The increased concern over Chinese exports adds an additional tension to a strained U.S.-Chinese relationship already buffeted by differences over Israel, Taiwan, and Ukraine. All signs so far are that Beijing is brushing off Yellen’s message, noting among other things how the Biden administration is subsidizing U.S. green energy investments with the Inflation Reduction Act.  

But it would be a mistake to focus solely on the dialogue between Beijing and Washington. The Biden administration, and a second Trump administration if it comes to be, will need to pay attention to what it friends, partners, and allies are doing, as well as to how its own policy choices affect them. Coordinated, or at least aligned, policies would be the most likely to persuade Beijing to turn back from its effort to export its problems abroad. 

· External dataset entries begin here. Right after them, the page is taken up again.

PR #10989, opened 2021-06-13
Add spec_url  and mdn_url to HTMLInputElement.select

teoli2003:
The select property was missing, though being there since more than a decade. Fixed.

### DIFF
--- a/api/HTMLInputElement.json
+++ b/api/HTMLInputElement.json
@@ -1864,6 +1864,8 @@
       },
       "select": {
         "__compat": {
+          "mdn_url": "https://developer.mozilla.org/docs/Web/API/HTMLInputElement/select",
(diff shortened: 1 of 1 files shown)


api/HTMLInputElement.json
```diff
@@ -1864,6 +1864,8 @@
       },
       "select": {
         "__compat": {
+          "mdn_url": "https://developer.mozilla.org/docs/Web/API/HTMLInputElement/select",
+          "spec_url": "https://html.spec.whatwg.org/multipage/form-control-infrastructure.html#dom-textarea%2Finput-select",
```
foolip, line 1868: URL is unusual with the percent encoded bit but it checks out.

foolip (approved):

The risk is that we will get uncoordinated efforts that produce recriminations and retaliation among countries that otherwise share common objectives. That could produce trade and currency wars that make a second China Shock even more consequential than the first.  

Campaign Update 

The secretary of state’s offices in Alabama and Ohio have informed the Democratic Party that Joe Biden might not be on either state’s ballot in November. The problem is that Alabama state law requires political parties to certify their presidential and vice-presidential candidates eighty-two days before Election Day, which makes this year’s deadline August 15. Ohio state law requires the certification ninety days in advance, or August 7 in this electoral cycle. The Democratic National Convention opens on August 19. The Alabama and Ohio laws have been a problem before. Both state legislatures exempted the Republican Party in 2020 because its convention opened after the deadline passed. The Ohio state legislature also exempted the Democrats four years ago for the same reason. Democrats are hoping for similar treatment this year. Biden is expected to lose both Alabama and Ohio in 2024, as he did four years ago. So not making the ballot, if it should come to that, wouldn’t doom his overall electoral prospects. It would, however, hurt down-ballot Democrats by depressing Democratic turnout. 

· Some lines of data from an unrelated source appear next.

Issue #11208, opened 2021-06-23
CSS types – basic-shape's ellipse() missing


teoli2003:
#### What information was incorrect, unhelpful, or incomplete?
`ellipse()` is missing (we have the others like `circle()` or `polygon()` and the live sample on MDN Web docs shows that some browsers support it at least.

#### Did you test this? If so, how?
(Live sample)

#### Can you link to any release notes, bugs, pull requests, or MDN pages related to this?
https://developer.mozilla.org/en-US/docs/Web/CSS/basic-shape/ellipse()

Blakelist7:
Hey, @teoli2003 if I am not wrong, you wish to add an image like <a href="https://developer.mozilla.org/en-US/docs/Web/CSS/basic-shape/circle()#examples">circle</a> to <a href="https://developer.mozilla.org/en-US/docs/Web/CSS/basic-shape/ellipse()#basic_ellipse_example">Ellipse</a>. Also if this is what this issue says, I don't think we have an image for <a href="https://developer.mozilla.org/en-US/docs/Web/CSS/basic-shape/polygon()#basic_polygon_example">Polygon</a> as well.

teoli2003:
HI @Blakelist7, no that's about adding compatibility data for ellipse in https://github.com/mdn/browser-compat-data/blob/main/css/types/basic-shape.json.

It shouldn't be too difficult to dig this info out, but I hadn't time for it that day. For example, https://bugzilla.mozilla.org/show_bug.cgi?id=1326406 clearly hint at Fx 54, the same as `circle()`. But we still need chromium info, then test with old browser to validate.

Blakelist7:
ohk, now I get it, we have to add a table that shows which browser's support `ellipse()`
right?

Could you assign this to me?
Thanks :)

teoli2003:
Hi @blakelist7. I can't assign it to it (I don't have the rights to do it). Feel free to submit the PR for it, though.

What has to be done is to _edit the **json** file_ I linked too, not to touch the content page: browser compat tables are filled from data in these json files.

PR #11369, opened 2021-07-03
Add data for CSS ellipse() method

Blakelist7:
Add data for`ellipse()`.
Fixes: #11208

### DIFF
--- a/css/types/basic-shape.json
+++ b/css/types/basic-shape.json
@@ -345,7 +345,7 @@
               "version_added": "37"
             },
             "edge": {
-              "version_added": "80"
+              "version_added": "79"
             },
             "firefox": {
               "version_added": "62"
--- a/css/types/basic-shape.json
+++ b/css/types/basic-shape.json
@@ -331,6 +331,56 @@
             }
           }
         }
+      },
+      "ellipse": {
+        "__compat": {
+          "mdn_url": "https://developer.mozilla.org/docs/Web/CSS/basic-shape/ellipse()",
+          "spec_url": "https://drafts.csswg.org/css-shapes/#funcdef-polygon",
+          "description": "<code>ellipse()</code>",
+          "support": {
+            "chrome": {
+              "version_added": "37"
+            },
+            "chrome_android": {
+              "version_added": "37"
+            },
+            "edge": {
+              "version_added": "80"
+            },
+            "firefox": {
+              "version_added": "62"
+            },
+            "firefox_android": {
+              "version_added": "54"
+            },
+            "ie": {
+              "version_added": false
+            },
+            "opera": {
+              "version_added": "24"
+            },
+            "opera_android": {
+              "version_added": "24"
+            },
+            "safari": {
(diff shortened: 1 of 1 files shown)


Blakelist7:
@teoli2003 please review this PR.

teoli2003:
Hi! @Blakelist7 Thanks a lot! Can you tell us how you determined the values?

Blakelist7:
Sure! I checked if the example was working on a specific version using https://caniuse.com/

teoli2003:
Thanks! You found Edge 80, this is strange as all the other entries on this file have Edge 79. Can you double-check?

Blakelist7:
Actually, in the mentioned site edge version's starts from 80 so I was not able to check for 79.

teoli2003:
@foolip and @vinyldarkscratch, any hint about how to test for Edge 79? (I would be surprised it doesn't work there)

vinyldarkscratch:
Can you share the exact CanIUse entry you obtained your data from?  You can get a permalink by clicking the "#" icon on the entry!

I'm also guessing you went to BrowserStack to test the support, which yes, doesn't have Edge 79.  However, I highly doubt that a feature like this would have been excluded in Edge 79 considering its established support in Chrome.  Have you also tested support in Edge 18 or older?

Blakelist7:
This is my first time using CanIUse, so firstly I searched for `basic-shape` and from there I used BrowserSlack to test.
Yes, I tested for Edge 18 and it is not compatible.

foolip:
> @foolip and @vinyldarkscratch, any hint about how to test for Edge 79? (I would be surprised it doesn't work there)

If testing on BrowserStack I just test Edge 80 and assume 79 will be the same unless the feature was introduced in Chromium 80.

Or one can use Sauce Labs which also has Edge 79.

Blakelist7:
> > @foolip and @vinyldarkscratch, any hint about how to test for Edge 79? (I would be surprised it doesn't work there)
> 
> If testing on BrowserStack I just test Edge 80 and assume 79 will be the same unless the feature was introduced in Chromium 80.
> 
> Or one can use Sauce Labs which also has Edge 79.

Thank you for the resource and I just checked using Sauce Labs, yes it works on Edge 79. :)

teoli2003:
Cool. Thanks. LGTM (I can't formally approve, though)

vinyldarkscratch (approved):
Thanks for the PR!  I just confirmed the version numbers real quick, and this is looking good to me!

teoli2003:
@Blakelist7 Congrats for your first bcd commit!

Blakelist7:
@teoli2003 
Also as I can check for `circle()`, `polygon()` and `inset()` their examples are not supported in FF 54, so should I create an issue here in BCD or content?

vinyldarkscratch:
Since it involves browser compatibility, let's open the issue here?

Blakelist7:
> Since it involves browser compatibility, let's open the issue here?

Cool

Third-party candidate Cornel West named Melina Abdullah to be his running mate. Abdullah is a professor of Pan-African Studies at California State University, Los Angeles, and one of the founders of the Black Lives Matter movement. She has never run for political office before. In naming Abdullah, West said: “I wanted to run with someone who would put a smile on the face of Fannie Lou Hamer and Martin Luther King Jr. from the grave.” An immediate challenge for the West-Abdullah ticket is getting on more state ballots. So far they have qualified in just three states.  

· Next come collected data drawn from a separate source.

PR #11370, opened 2021-07-03
Add Safari versions for api.Element.keyboard_events

vinyldarkscratch:
This PR adds real values for Safari (Desktop and iOS/iPadOS) for the keyboard events members of the `Element` API, based upon manual testing.

Test Code Used:
```js
document.body.addEventListener('keydown', function(e) {
	alert('keydown');
});
document.body.addEventListener('keypress', function(e) {
	alert('keypress');
});
document.body.addEventListener('keyup', function(e) {
	alert('keyup');
});
```

### DIFF
--- a/api/Element.json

The Candidates in Their Own Words 

Biden criticized Israeli Prime Minister Benjamin Netanyahu in an interview with Univision on Tuesday night, saying, “I think what he’s doing is a mistake.”  

Biden said nothing, however, about pressuring Netanyahu to change course in Gaza. The Israeli prime minister will likely watch what Biden does while discounting what he says.  

On Wednesday, Donald Trump repeated his criticism of Jewish Americans who vote for Biden. The former president told reporters that “any Jewish person that votes for a Democrat or votes for Biden should have their head examined.” 

Trump similarly repeated his criticisms of migrants seeking to cross the U.S. border. He told guests at a record-setting fundraiser on Saturday night: “These are people coming in from prisons and jails. They’re coming in from just unbelievable places and countries, countries that are a disaster.” He went on to recall the criticisms he received in 2018 for saying that migrants coming from Africa, Central America, and Haiti came from “(expletive) countries.”  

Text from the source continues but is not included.